Issue #318, opened 2023-01-04
Error: Filters is not a module


lfdebrux:
Some users have reported seeing this error message after upgrading dependencies:

```
bundler: failed to load command: middleman (.bundle/bin/middleman)
TypeError: Filters is not a module
  .bundle/gems/middleman-syntax-3.2.0/lib/middleman-syntax/haml_monkey_patch.rb:4:in `<module:Haml>'
```

It seems to be related to using HAML >= 6, downgrading HAML to ~> 5 works as a workaround.

lfdebrux:
Fixing this in #328.

PR #328, opened 2023-05-19
Add tests for Ruby 3.x support

### LINKED ISSUE #327: Update to support Ruby v3
## What should change

The Gem and dependencies should be updated to support Ruby v3

## User need

Ruby v2 has been end-of-life since 31-Mar-23 https://endoflife.date/ruby

lfdebrux:
## What’s changed

Ruby 2.7 has reached end of life, our users want to be able to use the latest stable versions of Ruby. Middleman recently released support for Ruby 3.1 and greater [[1]], so this gem should be able to work with Ruby 3, but to make sure we should update our test workflows. A few tweaks were needed, including updating the linter, but nothing major.

At the same time we also update the version of Node.js used for the tests, as Node.js 14 reached end of life a while ago as well. I also threw in a fix for the Haml issues (#318), as the tests wouldn't run otherwise.

[1]: https://github.com/middleman/middleman/pull/2635

## Identifying a user need

Closes #327.


huwd (commented):
Looks good, and CI seems happy.
Great to have node upgraded too.

we're removing the .ruby-version file, interested in the thinking there?
Whilst there's no Gemfile here with the usual referencing of that file, the ruby-version does have some general use, no?

Don't both Rbenv and RVM use that file to try and help setup a devs ruby version?

Might be a gap in my knowledge as I mostly work on applications not gems 🤔

huwd (approved):
Ace, seems like a sensible reason to me.
✅ 

I guess if anyone really misses it and it justifies the maintenance they can add it back in later with a commit that says so.

jfharden:
Removing the .ruby-version file has broken the publishing to rubygems step: https://github.com/alphagov/tech-docs-gem/actions/runs/5023630866/jobs/9008447497

jfharden:
I've created a new issue for it: https://github.com/alphagov/tech-docs-gem/issues/329

lfdebrux:
Ah, good spot @jfharden, thanks for flagging. I hadn't noticed as I hadn't been trying to publish these changes.

PR #335, opened 2023-11-01
Calculate redirects as relative paths when site is configured to use relative links.

eddgrant:
## What’s changed

[v3.2.0](https://github.com/alphagov/tech-docs-gem/releases/tag/v3.2.0) contained changes to support support sites which were configured to generated relative links. At the time I implemented these changes we were not making use of the `old_paths` page redirection functionality. We have since started using this which caused me to realise that the redirect page generation did not work correctly when a site is configured to use relative links.

This manifested in the redirect pages being create in the wrong location in the site hierarchy and their redirect URLs being wrong (pointing to paths which don't exist).

This PR updates the redirect functionality such that it now works correctly when sites are configured to use relative links . I have written some simple redirect unit tests as non existed previously.

Hope this all makes sense. Would be great if someone could give it some 👀 and consider it for inclusion. Very happy to discuss and fettle if required.

Cheers!

## Identifying a user need

No UR done. User testing was what actually alerted us to this issue in the first place though, as users were not able to access redirect pages, because they were being generated incorrectly.

User story:

```
As an author of a tech-docs-gem based site which uses relative links
I want to be able to provide my users with redirect pages
So that I can confidently rename and relocate my pages, without degrading the experience of my users
```

### DIFF
--- a/lib/govuk_tech_docs/path_helpers.rb
+++ b/lib/govuk_tech_docs/path_helpers.rb
@@ -1,26 +1,28 @@
 require "uri"
 module GovukTechDocs
   module PathHelpers
-    # Some useful notes from https://www.rubydoc.info/github/middleman/middleman/Middleman/Sitemap/Resource#url-instance_method :
-    # 'resource.path' is "The source path of this resource (relative to the source directory, without template extensions)."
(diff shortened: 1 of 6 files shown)


JC-DSIT:
As this is very old I'm closing it and linking it to issue #489 for review

PR #338, opened 2024-01-26
Update rubocop-govuk to v4.13.0

huwd:
## What’s changed

Depends on: https://github.com/alphagov/tech-docs-gem/pull/339
Bump rubocop-govuk to v4.13.0

## Identifying a user need

Dependency updates need to happen otherwise folks will start forking this repo and it's relevance declines.


sengi:
Happened as part of #349.

PR #339, opened 2024-01-26
Shift required_ruby_version to v3.1.4

huwd:
## What’s changed

Minimum supported ruby is now 3.1.4

Breaking change:
2.7x was end of support 31 Mar 2023
We'll run into dependency issues (expectations having moved up) if we don't upgrade.

Let's move the testing to target the 3x series, but enforce 3 as a new minimum.

## Identifying a user need


sengi:
Happened as part of #349.

PR #340, opened 2024-01-26
Update middleman

huwd:
## Please fill in the sections below

Bump middleman related gems up, all minor changes

## Identifying a user need


sengi:
Middleman updated as far as [currently compatible](https://github.com/alphagov/tech-docs-gem/commit/1764967) in #349.

PR #341, opened 2024-01-26
Update Rspec to v3.12.0 & Jasmine to v3.99.0

huwd:
## What’s changed

Update rspec, minor version bump only

## Identifying a user need

### DIFF
--- a/govuk_tech_docs.gemspec
+++ b/govuk_tech_docs.gemspec
@@ -51,7 +51,7 @@ Gem::Specification.new do |spec|
 
   spec.add_development_dependency "byebug"
   spec.add_development_dependency "capybara", "~> 3.32"
-  spec.add_development_dependency "jasmine", "~> 3.5.0"
+  spec.add_development_dependency "jasmine", "~> 3.99.0"
   spec.add_development_dependency "rake", "~> 13.0"
   spec.add_development_dependency "rspec", "~> 3.12.0"
   spec.add_development_dependency "rubocop-govuk", "~> 4.10.0"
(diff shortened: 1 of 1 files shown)


huwd:
Note Jasmine gem is End of Life.

```
The Jasmine Ruby gems are deprecated. There will be no further releases after                                                                                                                 
the end of the Jasmine 3.x series. We recommend that most users migrate to the                                                                                                                
jasmine-browser-runner npm package, which is the direct replacement for the                                                                                                                   
jasmine gem. See <https://jasmine.github.io/setup/browser.html> for setup                                                                                                                     
instructions, including for Rails applications that use either Sprockets or                                                                                                                   
Webpacker.                                                                                                                                                                                    
                                                                                                                                                                                              
If jasmine-browser-runner doesn't meet your needs, one of these might:                                                                                                                        
                                                                                                                                                                                              
* The jasmine npm package to run specs in Node.js:                                                                                                                                            
  <https://github.com/jasmine/jasmine-npm>                                                                                                                                                    
* The standalone distribution to run specs in browsers with no additional                                                                                                                     
  tools: <https://github.com/jasmine/jasmine#installation>                                                                                                                                    
* The jasmine-core npm package if all you need is the Jasmine assets:                                                                                                                         
  <https://github.com/jasmine/jasmine>. This is the direct equivalent of the                                                                                                                  
  jasmine-core Ruby gem.                                                                                                                                                                      
```

We should update this along with the readme. Separate PR however

sengi:
Happened as part of #349 (and version constraints loosened to pin just the major, so should be less update toil in future).

PR #350, opened 2024-05-09
Support for GA4 Tag Manager

heathd:
adding support for GA4 tag manager. Can activate by setting `ga4_tracking_id` config variable.

I have not reviewed the custom analytics tracking javascript relating to search operations, so that may not work

## What’s changed

Add support for GA4 tag manager

## Identifying a user need

The GDS Engineering Enablement team need this as we are using TDT for our team documentation and would like to add google analytics support

### DIFF
--- a/CHANGELOG.md
+++ b/CHANGELOG.md
@@ -67,7 +67,7 @@ To use the service_link at the start of the path to the favicon images, you need
 
 - [Allow non-GOV.UK favicon and opengraph assets](https://github.com/alphagov/tech-docs-gem/pull/387)
 
-To use a non-crown assets, you need to 
+To use a non-crown assets, you need to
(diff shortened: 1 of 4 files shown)


huwd:
Let's look at this for 4.1 there's a GTM PR below too would like to consider the two at the same time

davidread:
@huwd Yes please, could you review and merge this? We're currently maintaining a fork until this is done.

[Google Universal Analytics is dead](https://support.google.com/analytics/answer/11583528?hl=en), which drives the need for supporting GA4, to avoid going backwards

huwd:
Yeah looks reasonable and additive.

huwd:
Interestingly fails on `main` now too:
https://github.com/alphagov/tech-docs-gem/actions/runs/16609419271/job/46989177300

PR #64, opened 2022-11-03
Regenerate TCLIService using latest TCLIService.thrift from DBR

susodapop:
This is a duplicate of #61 but targeting the `si` branch (which I just forked off `main`). I have regenerated the TCLIService from the latest TCLIService.thrift within DBR.

PR #78, opened 2023-01-09
Merge staging ingestion into main

susodapop:
This is a follow-up to:

- https://github.com/databricks/databricks-sql-python/pull/67
- https://github.com/databricks/databricks-sql-python/pull/64

It merges the staging ingestion feature into `main` so we can release it to Pypi.

We need to re-lock our dependencies because the `poetry.lock` file is different between these branches. To do this:

1. Merge `main` back into `si` (taking the version of `poetry.lock` from `main`). At this point, the lock file and `pyproject.toml` disagree with one another and will raise an error.
2. `rm poetry.lock`
3. `poetry install` which regenerates a new lockfile from `pyproject.toml`


susodapop:
e2e tests pass

moderakh (approved):
Thanks @susodapop

Issue #22, opened 2022-07-25
Issues with using http proxy


andresebastian-moelle-ext:
Hi there,

i am not able to use the sql.connect() with a http proxy:

```
os.environ['http_proxy'] = f"http://{user}:{pwd}@10.185.190.100:8080"
os.environ['https_proxy'] = f"http://{user}:{pwd}@10.185.190.100:8080"
self.connection = sql.connect(server_hostname, http_path, access_token)
```

I am getting the following error:

```
File "C:\Users\User\Documents\GitHub\eve_data_ingestion\3.8.10 64 bit\lib\site-packages\databricks\sql\__init__.py", line 48, in connect
    return Connection(server_hostname, http_path, access_token, **kwargs)
  File "C:\Users\User\Documents\GitHub\eve_data_ingestion\3.8.10 64 bit\lib\site-packages\databricks\sql\client.py", line 109, in __init__
    self.thrift_backend = ThriftBackend(self.host, self.port, http_path,
  File "C:\Users\User\Documents\GitHub\eve_data_ingestion\3.8.10 64 bit\lib\site-packages\databricks\sql\thrift_backend.py", line 115, in __init__
    self._transport = thrift.transport.THttpClient.THttpClient(
  File "C:\Users\User\Documents\GitHub\eve_data_ingestion\3.8.10 64 bit\lib\site-packages\thrift\transport\THttpClient.py", line 86, in __init__
    self.proxy_auth = self.basic_proxy_auth_header(parsed)
  File "C:\Users\User\Documents\GitHub\eve_data_ingestion\3.8.10 64 bit\lib\site-packages\thrift\transport\THttpClient.py", line 101, in basic_proxy_auth_header
    cr = base64.b64encode(ap).strip()
  File "C:\Users\User\AppData\Local\Programs\Python\Python38\lib\base64.py", line 58, in b64encode
    encoded = binascii.b2a_base64(s, newline=False)

TypeError: a bytes-like object is required, not 'str'
```

Is this a known issue? Is there another way to use proxies?
_______________
Python 3.8.10 (64bit Windows)
databricks-sql-connector 2.0.2

susodapop:
Proxies aren't supported yet. We have an internal ticket to implement soon.

Related: https://github.com/databricks/dbt-databricks/issues/111

andresebastian-moelle-ext:
@susodapop Thanks for the quick answer! Is there any workaround possible at the moment? Or any eta when this will be implemented? :)

[...]

PR #81, opened 2023-01-12
[PECO-244] Make http proxies work

susodapop:
## Description

This fix makes the connector work with standard proxies using Python's [environment variable configuration spec](https://docs.python.org/3/library/urllib.request.html#urllib.request.getproxies). This fix is taken directly from @pspeter's pull request against the `thrift` library here: https://github.com/apache/thrift/pull/2565

Since we are already overriding the `THttpClient`, we don't need to wait for the fix to merge into `thrift` upstream to implement it locally.

Closes https://github.com/databricks/databricks-sql-python/issues/22

### DIFF
--- a/src/databricks/sql/auth/thrift_http_client.py
+++ b/src/databricks/sql/auth/thrift_http_client.py
@@ -39,7 +39,6 @@ class THttpClient(thrift.transport.THttpClient.THttpClient):
 
     @staticmethod
     def basic_proxy_auth_header(proxy):
-        logger.warning("Hey I was called!")
         if proxy is None or not proxy.username:
             return None
         ap = "%s:%s" % (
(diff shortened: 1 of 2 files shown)


andrefurlan-db (approved):
looks good to me

rcypher-databricks (approved):

src/databricks/sql/auth/thrift_http_client.py
```diff
@@ -33,3 +36,15 @@ def flush(self):
         self._headers = headers
         self.setCustomHeaders(self._headers)
         super().flush()
+
+    @staticmethod
+    def basic_proxy_auth_header(proxy):
+        logger.warning("Hey I was called!")
```
arikfr, line 42:
```suggestion
```

Probably leftover from debugging?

○ ○ ○ ○

Please print the records above exactly from their first line. End with the line containing "## User need", and include it.

▸ Completed task
Issue #318, opened 2023-01-04
Error: Filters is not a module


lfdebrux:
Some users have reported seeing this error message after upgrading dependencies:

```
bundler: failed to load command: middleman (.bundle/bin/middleman)
TypeError: Filters is not a module
  .bundle/gems/middleman-syntax-3.2.0/lib/middleman-syntax/haml_monkey_patch.rb:4:in `<module:Haml>'
```

It seems to be related to using HAML >= 6, downgrading HAML to ~> 5 works as a workaround.

lfdebrux:
Fixing this in #328.

PR #328, opened 2023-05-19
Add tests for Ruby 3.x support

### LINKED ISSUE #327: Update to support Ruby v3
## What should change

The Gem and dependencies should be updated to support Ruby v3

## User need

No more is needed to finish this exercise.